Nous nous sommes également intéressés aux impacts environnementaux directs des matériaux mis en œuvre pour la maintenance routière. Quand ils n’atteignent pas la durée de vie modélisée, ils sont gaspillés et donc mal « amortis ». C'est un fait, clair et calculable. La mauvaise réalisation d'une portion de route a un impact écologique majeur : 17 tonnes de CO2 émis et 324 tonnes de matériaux supplémentaires, sans compter les conséquences du retrait du mauvais revêtement, pour une portion de seulement 230 mètres sur 10 de large, selon une étude réalisée par Vectra. À l'inverse une bonne réalisation des travaux double la durée de vie d'une chaussée ! Cela tient au respect des épaisseurs en tous points, à la présence d’une couche d’accrochage et au respect de la formulation de l’enrobé. Des paramètres tels que la portance de la plate-forme, le compactage des enrobés et le collage des couches ont donc une influence majeure sur la durée de vie d'une chaussée et par conséquent, sur la quantité de matériaux employés, les émissions de CO2 et la pollution associées. Une bonne maîtrise des travaux réalisés au moyen des techniques actuelles est donc la solution la plus efficace et la plus solide pour l’environnement. Les innovations techniques n’ont pas apporté la preuve de leur pertinence en ce domaine.
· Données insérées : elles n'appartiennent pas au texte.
Issue #946, opened 2018-03-19
Ignore Logon ID Not Found errors


lowellrex:
Occasionally BGS raises an error because a user's login information was not found.

## [Example](https://sentry.ds.va.gov/department-of-veterans-affairs/efolder/issues/1036/)
> **Savon::SOAPFault**
> (S:Client) ID: {{UUID}}: Logon ID {{CSS_ID}} Not Found

Since the caseflow application cannot do anything to resolve this issue (nor can the caseflow team members), we should be ignoring these errors and returning a sensible message to the user.

# Acceptance Criteria:
* Application does not error when it encounters this type of error
* Sensible message is presented to user

PR #947, opened 2018-03-19
Return error to calling code if error is a PublicError

lowellrex:
Connects #946.

Since the caseflow application cannot do anything to resolve the "Savon::SOAPFault: (S:Client) ID: {{UUID}}: Logon ID {{CSS_ID}} Not Found" errors, we will pass along those errors to the calling client code.

This code change relies on changes in [ruby-bgs PR#51](https://github.com/department-of-veterans-affairs/ruby-bgs/pull/51).

### DIFF
--- a/app/controllers/api/v1/application_controller.rb
+++ b/app/controllers/api/v1/application_controller.rb
@@ -3,15 +3,18 @@ class Api::V1::ApplicationController < BaseController
   before_action :authenticate_or_authorize
 
   rescue_from StandardError do |error|
-    ExceptionLogger.capture(error)
-
-    render json: {
-      "errors": [
-        "status": "500",
-        "title": "Unknown error occured",
-        "detail": "#{error} (Sentry event id: #{Raven.last_event_id})"
-      ]
-    }, status: 500
+    if error.respond_to?(:public_message)
+      forbidden(error.public_message)
+    else
+      ExceptionLogger.capture(error)
+      render json: {
+        "errors": [
+          "status": "500",
+          "title": "Unknown error occured",
+          "detail": "#{error} (Sentry event id: #{Raven.last_event_id})"
+        ]
+      }, status: 500
+    end
   end
 
   private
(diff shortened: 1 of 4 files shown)


spec/requests/api/v2/manifests_spec.rb
```diff
@@ -196,4 +196,18 @@
       expect(body["status"]).to match(/sensitive/)
     end
   end
+
+  context "When user does not exist in BGS" do
+    let(:error_string) { "Logon ID VACOHSOLO Not Found in the Benefits Gateway Service (BGS). Contact your ISO if you need assistance gaining access to BGS." }
+    before do
+      allow_any_instance_of(Fakes::BGSService).to receive(:check_sensitivity).and_raise(BGS::PublicError.new(error_string))
```
lowellrex: `BGS::PublicError` wasn't introduced until [ruby-bgs PR#51](https://github.com/department-of-veterans-affairs/ruby-bgs/pull/51) so this test will fail until that PR is merged and the Gemfile is updated to point to the latest ruby-bgs version.

app/controllers/api/v1/application_controller.rb
```diff
@@ -3,15 +3,18 @@ class Api::V1::ApplicationController < BaseController
...
-
-    render json: {
-      "errors": [
-        "status": "500",
-        "title": "Unknown error occured",
-        "detail": "#{error} (Sentry event id: #{Raven.last_event_id})"
-      ]
-    }, status: 500
+    if error.respond_to?(:public_message)
+      forbidden(error.public_message)
```
lowellrex: Decided to filter by behaviour instead of type here to maintain flexibility on both sides and not couple this implementation too tightly to the ruby-bgs code. This allows ruby-bgs to change the PublicError class that is thrown in these instances to not have a `public_message` method and this condition will no longer be met. This also allows us to have `VVA::ClientError`s with `public_message` methods in the future without having to rely on the type matching.

aroltsch: I personally prefer rescuing from the `BGS::PublicError` instead of relying on it having a `public_message` method
```
rescue_from BGS::PublicError do |error|
....
end
```

Issue #945, opened 2018-03-19
[Bug] Manifest sources are stuck in a pending state.


aroltsch:
I have noticed there is a manifest source that is stuck in a pending state. Theoretically, this should never happen because we of https://github.com/department-of-veterans-affairs/caseflow-efolder/blob/master/app/jobs/v2/download_manifest_job.rb#L16. 

```
[#<ManifestSource id: 176, manifest_id: 88, status: "pending", name: "VBMS", fetched_at: "2018-03-12 18:01:24", created_at: "2018-03-08 17:38:43", updated_at: "2018-03-13 14:11:21">, #<ManifestSource id: 177, manifest_id: 88, status: "success", name: "VVA", fetched_at: "2018-03-18 21:45:32", created_at: "2018-03-08 17:38:43", updated_at: "2018-03-18 21:45:32">]
```

Because the status is pending, VBMS manifest was never attempted to fetch on 03/18 while VVA was successful. 

## AC:
1. Track down the issue 
2. Manifest sources can never be stuck in a pending state. 
3. Idea: can we have a timing mechanism on the duration of the job and if it lasts longer than a day (?) for example, set the manifest source to failed.

lowellrex:
Ran the cronjob ([it worked!](https://sentry.ds.va.gov/department-of-veterans-affairs/efolder/issues/1057/)) and changed the two manifest sources' (IDs 176, 272) statuses to failed.
```
ManifestSource.where(status: 1).where("updated_at < ?", 1.day.ago).map { |m| m.update!(status: 3) }
```

PR #951, opened 2018-03-20
Add cron job to check for stuck ManifestSources

lowellrex:
Connects #945.

Add this cron job so we can investigate the issue of ManifestSources getting stuck in the "pending" state closer to the first occurrence of this happening when (if?!) it happens next.

Have not yet reset the two ManifestSources that are stuck in this state because I want to confirm this runs by using those two ManifestSources as our guinea pigs.

### DIFF
--- a/app/jobs/alert_stuck_manifest_source_job.rb
+++ b/app/jobs/alert_stuck_manifest_source_job.rb
@@ -1,0 +1,16 @@
+class AlertStuckManifestSourceJob < ApplicationJob
+  queue_as :default
+
+  def perform
+    stuck_manifest_ids = ManifestSource.find_by_sql("select * from manifest_sources where status = 1 and created_at + interval '1 day' < current_timestamp").map(&:id)
+
+    unless stuck_manifest_ids.empty?
+      msg = format(
+        "%<count>d ManifestSources with the following IDs have been stuck in the pending state for more than 1 day: %<ids>s",
+        count: stuck_manifest_ids.length,
+        ids: stuck_manifest_ids.join(", ")
+      )
+      ExceptionLogger.capture(msg)
+    end
+  end
+end
--- a/app/jobs/alert_stuck_manifest_source_job.rb
+++ b/app/jobs/alert_stuck_manifest_source_job.rb
@@ -3,11 +3,11 @@ class AlertStuckManifestSourceJob < ApplicationJob
 
   def perform
     if Date.current >= Date.new(2018, 5, 31)
-      # Remove the associate entry in config/sidekiq_cron.yml as well.
+      # Remove the associated entry in config/sidekiq_cron.yml as well.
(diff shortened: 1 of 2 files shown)


app/jobs/alert_stuck_manifest_source_job.rb
```diff
@@ -0,0 +1,22 @@
...
+    stuck_manifest_ids = ManifestSource.find_by_sql("select * from manifest_sources where status = 1 and created_at + interval '1 day' < current_timestamp").map(&:id)
+
+    unless stuck_manifest_ids.empty?
+      msg = format(
+        "%<count>d ManifestSources with the following IDs have been stuck in the pending state for more than 1 day: %<ids>s. Investigate! %<url>s",
+        count: stuck_manifest_ids.length,
+        ids: stuck_manifest_ids.join(", "),
+        url: "https://github.com/department-of-veterans-affairs/caseflow-efolder/issues/945"
+      )
+      ExceptionLogger.capture(msg)
```
aroltsch: Instead of going through Sentry, we can just output the message to slack. The same way we do for establishClaim jobs in Caseflow. Also, I think ExceptionLogger.capture expects an object and not a string.

app/jobs/alert_stuck_manifest_source_job.rb
```diff
@@ -0,0 +1,22 @@
+class AlertStuckManifestSourceJob < ApplicationJob
+  queue_as :default
+
+  def perform
+    if Date.current >= Date.new(2018, 5, 31)
+      # Remove the associate entry in config/sidekiq_cron.yml as well.
+      ExceptionLogger.capture("Consider removing the AlertStuckManifestSourceJob if we haven't seen a stuck ManifestSource in a while")
+    end
+
+    stuck_manifest_ids = ManifestSource.find_by_sql("select * from manifest_sources where status = 1 and created_at + interval '1 day' < current_timestamp").map(&:id)
```
aroltsch: I think we should use updated_at. And I think AR is so much prettier :)
```
ManifestSource.where(status: 1).where("updated_at < ?", 1.day.ago).pluck(:id)
```

app/jobs/alert_stuck_manifest_source_job.rb
lowellrex: Hmmm, sending this directly to Slack would require us to add a SlackService [like Caseflow has](https://github.com/department-of-veterans-affairs/caseflow/blob/master/app/services/slack_service.rb) as well as making changes to appeals-deployment to [make the required environment variables](https://github.com/department-of-veterans-affairs/appeals-deployment/blob/49297a706c6ba7391afef3bde1051205785f7716/ansible/roles/caseflow-certification/defaults/main.yml#L43) available to the SlackService.

Additionally, one nice thing about having this information in Sentry is that it works as an archive of historical information much better than Slack, and I think retaining this information might end up being useful.

aroltsch: Sounds good!

PR #952, opened 2018-03-20
Improve sensitive record message

lowellrex:
Added more expressive copy for sensitive records alert to match what [currently exists in efolder html](https://github.com/department-of-veterans-affairs/caseflow-efolder/blob/3a55456ea222374c7e7ee5217ae3621d7ce5b2e7/app/views/downloads/new.html.erb#L31) templates UI. Changing this copy should have no effect on the caseflow code that depends on this response since [that code](https://github.com/department-of-veterans-affairs/caseflow/blob/db575e1162ddf169074980fc97dca1ae826a4d55/app/services/external_api/efolder_service.rb#L19) only checks the HTTP response code and not the text of the message.

## Before
image

## After
image

### DIFF
--- a/app/controllers/api/v1/application_controller.rb
+++ b/app/controllers/api/v1/application_controller.rb
@@ -27,8 +27,8 @@ class Api::V1::ApplicationController < BaseController
     forbidden("It looks like you don't have permission to view this eFolder. This usually happens if the eFolder contains sensitive information.")
   end
 
-  def forbidden(reason = "unspecified")
-    render json: { status: "forbidden: #{reason}" }, status: 403
+  def forbidden(reason = "Forbidden: unspecified")
+    render json: { status: reason }, status: 403
   end
 
   def missing_header(header)
--- a/app/controllers/api/v1/application_controller.rb
+++ b/app/controllers/api/v1/application_controller.rb
@@ -23,6 +23,10 @@ class Api::V1::ApplicationController < BaseController
     render json: { status: "unauthorized" }, status: 401
   end
 
+  def sensitive_record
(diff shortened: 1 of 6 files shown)


app/controllers/api/v1/application_controller.rb
```diff
@@ -23,6 +23,10 @@ def unauthorized
     render json: { status: "unauthorized" }, status: 401
   end
 
+  def sensitive_record
+    forbidden("It looks like you don't have permission to view this eFolder. This usually happens if the eFolder contains sensitive information.")
+  end
+
   def forbidden(reason = "unspecified")
     render json: { status: "forbidden: #{reason}" }, status: 403
```
mdbenjam: I'm wondering if we should change this to `Forbidden:` I think the lowercase looks weird.

mdbenjam: Or maybe even just have the standard text be `Forbidden: unspecified` and have the reason parameter override the entire thing.

lowellrex: Should have relatively little impact on the rest of the code. https://github.com/department-of-veterans-affairs/caseflow-efolder/search?utf8=%E2%9C%93&q=forbidden&type=

Chingujo:
Request for small copy change T_T (ugh designers are the worst)

Title: We could not complete the search for this Veteran ID 

Body: This efolder contains sensitive information you do not have permission to view. Please contact your supervisor. 

Making the copy a bit more user friendly and providing actionable steps. When a user does not have permission to access they usually have to get special elevated access from their supervisor and it's not something that we can do (assuming here?). Trying to give actionable steps while reducing potential support tickets we can't help with regarding sensitivity.

PR #956, opened 2018-03-21
Recreating index with unique constraint

mdbenjam:
We want to have a DB level validation to ensure our manifests are unique per file_number. This PR recreates the index on the Manifest table to make it unique.

**Test plan**
- [ ] Ran the query in the first migration to determine how many manifests we'll need to delete in production. Only one, id: 464.
- [ ] Ran the migrations locally where I artificially created duplicate manifests, with associated manifest sources and records. Ensured it delete those extras before creating the unique index.
- [ ] Rolled back all the migrations to ensure we can go down as well as up.

### DIFF
--- a/db/migrate/20180321175607_add_manifest_index.rb
+++ b/db/migrate/20180321175607_add_manifest_index.rb
@@ -1,0 +1,7 @@
+class AddManifestIndex < ActiveRecord::Migration[5.1]
+  disable_ddl_transaction!
+
+  def change
+    add_index :manifests, :file_number, unique: true, algorithm: :concurrently
+  end
+end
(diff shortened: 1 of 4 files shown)


db/schema.rb
```diff
@@ -1,4 +1,3 @@
-# encoding: UTF-8
```
mdbenjam: First rails 5 migration so a lot of changes to the schema file.

db/migrate/20180321175607_add_manifest_index.rb
```diff
@@ -0,0 +1,23 @@
...
+  def up
+    manifest_exists_for_file_number = {}
+    manifests_to_remove = []
+
+    Manifest.find_each do |manifest|
+      if manifest_exists_for_file_number[manifest[:file_number]]
+        manifests_to_remove.push(manifest.id)
+      end
+      manifest_exists_for_file_number[manifest[:file_number]] = true
+    end
```
mdbenjam: I've run this block of code up until right before the destroy_all in prod and seen that we'll remove only one manifest (id: 464). I've run the whole migration locally with manifests to destroy and it works.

Tout en maintenant un niveau de service constant, les bénéfices pour l'environnement s'inscrivent dans plusieurs domaines :
- réduction des émissions de CO2 liée à une réduction de la production, la mise en œuvre puis le retraitement des enrobés chauds
- préservation des ressources naturelles et de la biodiversité par une réduction des quantités de cailloux extraits des carrières pour fabriquer des enrobés
- maîtrise de la pollution par une réduction des émissions liées à l’extraction et au transport des cailloux, à la fabrication et au transport des enrobés, à leur mise en œuvre puis à leur retraitement et entreposage.
Selon nos projections, l'impact sur l'environnement reculerait à partir de 2025, pour atteindre - 30 % en 2030. »
Source :
- Le rapprochement de Vectra, entreprise d’ingénierie routière, et de Qualys (travaux publics, bureaux d’études, ingénierie infrastructures), a donné naissance à Nextroad, mentionné plus haut.